Thank you so much for your reply!
Your sample code gave me inspiration for the following toy model
import torch
torch.manual_seed(2810)
# input
x = torch.randn(5, requires_grad=True)
# model
class simple(torch.nn.Module):
def __init__(self):
super(simple, self).__init__()
self.layer = torch.nn.Linear(5, 1, bias=False)
def forward(self, in_):
return self.layer(in_)
model = simple()
optimizer = torch.optim.SGD(model.parameters(), lr=0.001)
model.zero_grad()
y = torch.log(model(x))
loss = y
print('input x: ', x)
> input x: tensor([-0.6195, 1.2090, 0.7255, 0.3041, -1.8422], requires_grad=True)
print('layer weights: ', model.layer.weight.data)
> layer weights: tensor([[ 0.0566, 0.3471, 0.0256, -0.3857, 0.2482]])
print('loss: ', loss)
> loss: tensor([nan], grad_fn=<LogBackward>)
then I calculated gradients and backpropagated
loss.backward()
print('layer weights: ', model.layer.weight.data)

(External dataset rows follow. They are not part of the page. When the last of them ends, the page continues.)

PR #167, opened 2026-06-18
Key scroll state to the session so swapping documents doesn't wedge scrolling (#166)

### LINKED ISSUE #166: Vertical scroll wedges after swapping EditorSession (lazyState not keyed on session)
## Symptom
Swapping the `EditorSession` passed to `KodeMirror` back and forth several times (e.g. switching documents) eventually wedges vertical scrolling — the view can no longer scroll top→bottom. Reported by the konstructor downstream consumer (Jason hits it after several doc switches).

## Root cause
In `view/src/commonMain/kotlin/com/monkopedia/kodemirror/view/KodeMirror.kt`, the per-session remembered state is keyed on `session` for every sibling:
- `pluginHost` — `remember(session)` (L153)
- `lineLayoutCache` — `remember(session)` (L156)
- `pendingLineLayouts` — `remember(session)` (L160)
- `textLayoutResults` — `remember(session)` (L165)

…but the scroll states are **not**:
- `lazyState = rememberLazyListState()` (L219) — vertical
- `horizontalScrollState = rememberScrollState()` (L224) — horizontal (same latent bug)

So on a session swap, all per-doc state resets except the scroll state, which carries the previous document's `firstVisibleItemIndex`/offset/scroll-range. Applied to a different-length document (and accumulating across swaps), the stale range clamps scrolling and the view wedges.

## Fix
Key both scroll states to the session like their siblings:
```kotlin
val lazyState = remember(session) { LazyListState() }
val horizontalScrollState = remember(session) { ScrollState(0) }
```

## Test
A `runDesktopComposeUiTest` (view jvmTest, cf. `RecompositionTest`) that swaps between two long sessions: scroll session A down (`lastFirstVisibleItem > 0`), swap to session B, assert B starts at `lastFirstVisibleItem == 0` (fresh scroll state). Diagnosed with the konstructor agent.

monkopedia-coder:
## Problem

In `KodeMirror.kt`, every per-session remembered value is keyed on `session` (`pluginHost`, `lineLayoutCache`, `pendingLineLayouts`, `textLayoutResults`) — except the two scroll states, which used `rememberLazyListState()` / `rememberScrollState()` (un-keyed). When a downstream consumer swaps the `EditorSession` passed to `KodeMirror`, all per-doc state resets except the scroll state, which carries the previous document's `firstVisibleItemIndex`/offset and scroll range into the new document. Across swaps between different-length docs this clamps scrolling and wedges the view (can't scroll top→bottom).

## Fix

Key both scroll states to the session like their siblings:

```kotlin
val lazyState = remember(session) { LazyListState() }
val horizontalScrollState = remember(session) { ScrollState(0) }
```

Removed the now-unused `rememberLazyListState` / `rememberScrollState` imports.

## Test

Adds `SessionSwapScrollTest` (`runDesktopComposeUiTest`): renders a 200-line doc under a bounded height, scrolls it down via the caret-reveal path (cursor to end + `scrollIntoView`), asserts it scrolled (`lastFirstVisibleItem > 0`), swaps to a second 200-line doc, and asserts the new session renders from the top (`lastFirstVisibleItem == 0`). Verified the test FAILS on the unfixed code (session B inherited index 182) and PASSES with the fix.

## Verification (local)
- `:view:jvmTest` green (incl. new test)
- `spotlessApply` / `ktlintFormat` clean
- `:view:apiCheck` green (not a public-API change)

Fixes #166


monkopedia-reviewer (approved):
Tier-1 internal fix. Local: jvmTest green (new regression test passes), view spotlessApply/ktlintFormat clean on all PR files, view apiCheck green (no public-API change). Scroll states correctly keyed to session via remember(session). No leak introduced. Arming auto-merge.

Issue #169, opened 2026-06-24
posAtCoords: ~1/4 char rounding offset (x and y) on wasm/CanvasKit


monkopedia-coder:
Follow-up polish from #165 (PR #168).

After #168 routes hit-testing through the live layout, the gross stale-cache offset is fixed and clicks land on the correct line. A minor residual remains: on adolin (live wasm/CanvasKit, dpr-scaled), the landing point is consistently off by ~1/4 character in **both** x and y — "very close but not exact," reproducible.

Suspected cause: rounding/anchor handling in `posAtCoords`:
- column: rounding-to-nearest vs floor on the character cell
- row: baseline-vs-top half-cell offset

Likely only visible under dpr-scaled CanvasKit (physical-vs-CSS px), which is why the deterministic JVM hit-test test does not catch it.

Next step: konstructor to capture exact pixel deltas via a Playwright probe against adolin to pin the rounding direction, then adjust the anchor math in `posAtCoords`.

PR #170, opened 2026-06-24
Account for contentTopPadding in the hit-test grid (vertical hit-test offset, #169)

monkopedia-coder:
## Summary

Fixes the **vertical** component of #169 — clicks landed ~a quarter-line low.

`posFromVisibleItems` built its line grid from `LazyListItemInfo.offset`, which starts at `y = 0`, but the `LazyColumn` renders its content shifted down by `contentTopPadding` (the content padding sits above the first item), while the pointer `offset.y` is in that padded space. The hit-test grid was therefore ~`contentTopPadding` px (~4.dp, about a quarter line) above the glyphs, so a click toward the lower part of a line resolved to the line *below* it. The resolver now adds `contentTopPadding` to each item top (and to the within-line `y`), aligning the hit-test with the rendered caret geometry — the same theme constant the `LazyColumn` already uses, no magic number.

## Verification
- **JVM regression guard** (`HitTestVerticalAnchorTest`): clicks just below a glyph's bottom edge — the band where the missing padding flipped the resolved line. Verified *failing* without the fix and *passing* with it (centre-of-line clicks pass even with the bug, which is why the existing `ClickTargetingTest` cases didn't catch it).
- **In-house dpr-scaled CanvasKit probe**: the measured vertical offset drops from ~0.28 line to sub-pixel at dpr 1.0 and 2.0.
- **Confirmed on adolin** (live wasm/CanvasKit, Jason hands-on): "vertically just about right on."
- `:view:jvmTest` + `:view:apiCheck` green (no public-API change).

## Scope
This is the vertical fix only. A separate, larger **horizontal** drift (~3/4 char, gutter/lineWrapping config) was surfaced once the vertical bias was removed; it does **not** reproduce in layout-space on JVM (coordsAtPos↔hit-test round-trip is clean through the gutter), so it's wasm/CanvasKit-specific or a rendered-vs-layout (font-metrics) divergence and is still under investigation. #169 stays open for it.


monkopedia-reviewer (approved):
Tier-1 bug fix (private hit-test signature change + new internal JVM test; `:view:apiCheck` green, no public-API change).

Correctness verified: the LazyColumn renders content with `contentPadding(top = theme.layout.contentTopPadding)` (KodeMirror.kt:863) while `LazyListItemInfo.offset` starts at y=0, so the live hit-test grid was ~contentTopPadding (4.dp) above the glyphs. `posFromVisibleItems` now adds `contentTopPaddingPx` to BOTH the `tops` selection grid and the `itemTop` used for `localY`, and the value is threaded from `resolvePos` as `theme.layout.contentTopPadding.toPx()` — principled, the actual theme constant, not a tuned magic number. Change is confined to the live vertical hit-test mapping; no other gesture path touched.

The JVM guard (HitTestVerticalAnchorTest) is meaningful: it derives the click-y from `coordsAtPos` geometry (`rect.bottom + 1.5f`), not hardcoded metrics, clicking the inter-line band where the missing padding flipped the line.

Local re-verification (fast first pass): `:view:jvmTest` BUILD SUCCESSFUL (incl. HitTestVerticalAnchorTest), `:view:apiCheck` BUILD SUCCESSFUL. Horizontal drift (#169) intentionally out of scope. Enabling auto-merge; the three required GitHub checks (check / check-macos / check-ios) gate the actual merge.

> layer weights: tensor([[ 0.0566, 0.3471, 0.0256, -0.3857, 0.2482]])
print('layer weights grad: ', model.layer.weight.grad)
> layer weights grad: tensor([[ 3.6150, -7.0544, -4.2334, -1.7744, 10.7490]])
optimizer.step()
print('layer weights: ', model.layer.weight.data)
> layer weights: tensor([[ 0.0530, 0.3542, 0.0298, -0.3840, 0.2374]])
The model could obtain gradients of the layer weights and update the weights even if the loss is ‘nan’!
I think the optimizer has another strategy to update the model’s weights when receiving a ‘nan’ loss,
but I’m still looking for the answer…
Thank you so much again for your kind reply, you really saved my time!